Keywords: ATIS; DAVIS; DVS; audio; benchmarks; event-based systems; neuromorphic engineering; olfaction.

Figure 1

Different modes of sensing. Sensing and consequently processing of sensory information can be divided into passive (top, A and B) vs. active (bottom, C and D), as well as open- (left, A and C) vs. closed-loop (right, B and D) sensing. Open-loop passive sensing (A) is the most prevalent form of acquiring information about the environment and subsequently using this information, e.g., to classify objects. Advantages of this approach include the one-to-one mapping of inputs and outputs and the readily available optimisation schemes that obtain such a mapping. Examples for open-loop passive sensing include surveillance applications, face recognition, object localisation, and most conventional computer vision applications. While the environment and/or the sensor could move, the trajectory itself is independent of the acquired information.

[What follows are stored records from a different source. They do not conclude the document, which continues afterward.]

PR #7469, opened 2019-04-06
add hint (+ toggle button for it) to cache popup (fix #7468)

### LINKED ISSUE #7468: Make cache popup more flexible
When tapping on a cache icon in map view, a popup window opens. It shows a couple of information and offers action buttons. Generally ok. But...

- It shows a lot of information I either don't need or which could be displayed in a more compact way.
- It misses some pretty important information while being on a caching tour: the hint. (*)

Simply adding the hint to this popup would make it even larger and therefore too big on some devices. So here a some ideas to condense this view a little bit:
- Cache type is already shown by the logo, thus could be left out. The size information could be printed after the distance.
- Difficulty, Terrain and favorites info could be printed in a condensed way after GC code.
- "last saved" info could be condensed into a one-liner
- list info could be left out
- hint could be added besides the the buttons (refresh / edit lists / delete)

I do understand that personal preferences on what infos to show in this popup vary widely. So I suggest to make it somewhat configurable, the defaults being set in a way that the current layout is shown.

---

(*) Why the hint should be available on the cache popup IMHO:

Currently my workflow while being on a longer tour is:
- tap on cache icon on map
- select cache from marker list
- swipe to details page
- swipe down to end of page
- tap on hint
- tap on back to return to map
- tap on cache icon on map again
- select cache from marker list again
- and follow distance info to final

This could be reduced to:
- tap on cache icon on map
- select cache from marker list
- tap on hint

moving-bits:
non intrusive way to show hint on cache popup:
- hint is not shown initially, but activated by pressing the new hint button
- hint button gets shown only if hint is available
- hint button is a toggle

### DIFF
--- a/main/src/cgeo/geocaching/CachePopupFragment.java
+++ b/main/src/cgeo/geocaching/CachePopupFragment.java
@@ -128,7 +128,7 @@ public class CachePopupFragment extends AbstractDialogFragment {
             addCacheDetails();
 
             // offline use
-            CacheDetailActivity.updateOfflineBox(view, cache, res, new RefreshCacheClickListener(), new DropCacheClickListener(), new StoreCacheClickListener(), null, new StoreCacheClickListener());
+            CacheDetailActivity.updateOfflineBox(view, cache, res, new RefreshCacheClickListener(), new DropCacheClickListener(), new StoreCacheClickListener(), new ShowHintClickListener(view), null, new StoreCacheClickListener());
 
             CacheDetailActivity.updateCacheLists(view, cache, res);
         } catch (final Exception e) {
@@ -200,7 +200,7 @@ public class CachePopupFragment extends AbstractDialogFragment {
                 DataStore.saveLists(Collections.singletonList(cache), listIds);
                 CacheDetailActivity.updateOfflineBox(getView(), cache, res,
                         new RefreshCacheClickListener(), new DropCacheClickListener(),
-                        new StoreCacheClickListener(), null, new StoreCacheClickListener());
+                        new StoreCacheClickListener(), new ShowHintClickListener(getView()), null, new StoreCacheClickListener());
                 CacheDetailActivity.updateCacheLists(getView(), cache, res);
             } else {
                 final StoreCacheHandler storeCacheHandler = new StoreCacheHandler(CachePopupFragment.this, R.string.cache_dialog_offline_save_message);
@@ -219,7 +219,7 @@ public class CachePopupFragment extends AbstractDialogFragment {
                         if (view != null) {
                             CacheDetailActivity.updateOfflineBox(view, cache, res,
                                     new RefreshCacheClickListener(), new DropCacheClickListener(),
-                                    new StoreCacheClickListener(), null, new StoreCacheClickListener());
+                                    new StoreCacheClickListener(), new ShowHintClickListener(view), null, new StoreCacheClickListener());
                             CacheDetailActivity.updateCacheLists(view, cache, res);
                         }
                     }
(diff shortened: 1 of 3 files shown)


main/src/cgeo/geocaching/CachePopupFragment.java
```diff
@@ -261,6 +261,22 @@ public void onClick(final View arg0) {
         }
     }
 
+    private class ShowHintClickListener implements View.OnClickListener {
+        @Override
+        public void onClick(final View arg0) {
```
Bananeweizen: please avoid auto-generated names arg0, arg1, ...

main/src/cgeo/geocaching/CachePopupFragment.java
```diff
@@ -261,6 +261,22 @@ public void onClick(final View arg0) {
...
+            final View popupView = (View) arg0.getParent().getParent();
```
Bananeweizen: Such parent/child traversal code is dangerous, since every change of the layout XML files can break it, and we will not notice it since there is no compile error or similar. Therefore I'm in favor of always using explicit ID based lookups instead of getParent() or getChild() calls.
(I'm aware we have more code with this pattern, nevertheless we should probably at least not write new code using the pattern).

moving-bits: I would like to use ButterKnife etc. for doing an ID based search, but what can I use as a root anchor for it to start the search from?

main/src/cgeo/geocaching/CachePopupFragment.java
moving-bits: fixed with 4e7e23b

main/src/cgeo/geocaching/CachePopupFragment.java
moving-bits: fixed with 4e7e23b

moving-bits:
Retest this please

moving-bits:
@kumy: Our CI seems to have problems - no lint result files etc., see http://ci.cgeo.org/job/cgeo%20pull%20request/1857/
Can you take a look at it? Thanks

kumy:
Not at home right now. Isn t it because the build failed?

moving-bits:
The build itself seems to be ok. The first error message I can find is
`Error in testSearchByGeocodeSpecialties(cgeo.geocaching.CgeoApplicationTest): org.junit.ComparisonFailure: expected:<"[California, United States]"> but was:<"[]">`,
and somewhat later we have 
`Error in testNoHtmlInHomeLocation(cgeo.geocaching.connector.gc.GCLoginTest): org.junit.ComparisonFailure: expected:<[NO_ERROR]> but was:<[CONNECTION_FAILED]>`.

So maybe it's not the CI but timeout problems with gc.com website (which is terribly slow the last days). Sorry for the confusion.

Lineflyer:
Yes, indeed... As always on weekend evenings while a souvenir rage is ongoing, the site is under like 200% load it seems.

kumy:
Jenkins: retest this please

Lineflyer:
Tests show a new warning, which seems reasonable?!

moving-bits:
fixing the issue was the easy part, but the new button will not show up alongside the "more details" button (or anywhere in the upper part) :(

Lineflyer:
> fixing the issue was the easy part, but the new button will not show up alongside the "more details" button (or anywhere in the upper part) :(

How about a fallback then to just place it as an item in the popup menu (behind three-dot)?

moving-bits:
retest this please

Lineflyer:
@moving-bits 
Can you please post a screenshot showing the popup with these changes or a reference to one of those you put into the issue?

moving-bits:
If a cache has no hint (or hint is not loaded yet), nothing changes visually:

grafik


If a cache has a hint (and hint is loaded already), an additional button is shown beside a (somewhat shrinked) "more details" button:

grafik

If you press this button, the cache popup shows an additional part with the hint at the lower end:

grafik

This button is a toggle, you can switch showing the hint on and off, default is off.

The view is scrollable, so if the hint is extra long, you still see buttons etc. and the beginning of the hint, but can scroll down to see the rest of the hint.

Lineflyer:
That looks good to me implementation wise. Lets give it a try.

Open-loop active sensing (C) is characterised by injecting energy into the environment. The acquired data is a combination of information emitted by the environment itself (black arrow) and the resulting interaction of the signal emitted by the sensor with the environment (red arrow). Prime examples of this sensing approach are LiDAR (LiDAR), RADAR, or SONAR. In the open-loop setting, the acquired information is not used to change parameters of the sensor itself. The closed-loop passive sensing strategy (B) is most commonly found in animals, including humans. While energy is solely emitted by the environment, the acquired information is used to actively change the relative position of the sensor (e.g., saccadic eye movements) or alter the sensory parameters (e.g., focus). This closed-loop approach utilises past information to make informed decisions in the future. The last sensing category is active closed-loop sensing (D) where the acquired information is used to alter the positioning and configuration of the sensor. Bats (Griffin, ; Fenton, 1984) and weakly electric fish (Flock and Wersäll, ; Hofmann et al., 2013) are prime examples from the animal kingdom that exploit this sensing style, but also artificial systems, such as adaptive LiDAR, use acquired information about the environment to perform more focused and dense information collection from subsequent measurements.

Figure 2

Existing datasets and benchmarks fall into two categories: open-loop benchmarks, or datasets, and closed-loop benchmarks. Supervised machine learning relies mostly on the first category, whereas reinforcement learning requires the second. Most existing neuromorphic engineering benchmarks fall in the first category. This article pleads in favour of closed-loop neuromorphic benchmarks.

Figure 3

Overview of existing open- and closed-loop datasets and benchmarks for conventional time-varying and neuromorphic time-continuous approaches to machine intelligence. Distribution of high-end challenges according to the research field (neuromorphic/conventional), their interactions with the environment (open- and closed-loop), and the sensing modality. Downward triangle: conventional frame-based cameras; Diamond: neuromorphic event-based cameras; Star: Combination of conventional frame-and neuromorphic event-based cameras; Pentagon: auditory sensors; Square: olfactory sensors; Triangle: LiDAR sensors; Circles: abstract games operating directly on machine code. Further details are provided in Tables 1, 2. While not being completely exhaustive, this figure underlines the gravitation of both machine and neuromorphic intelligence community towards open-loop datasets. In order to showcase and truly contribute to the advancement of machine intelligence, the neuromorphic community needs to focus their efforts on creating closed-loop neuromorphic benchmarks that are physically embedded in their environment and thus dictate a hard power and execution time constraint. While the physical set-ups in Moeys et al. (2016) and Conradt et al. (2009) could have formed the basis of closed-loop benchmarks, they were not developed as such. In Moeys et al. (2016), the set-up was used to generate an open loop static dataset and in Conradt et al. (2009), no dataset was generated. In contrast, the benchmarks advocated here would be available as physical experimental set-ups that can be accessed by the community for algorithm testing.

Figure 4

Schematic of the closed-loop robotic foosball setup.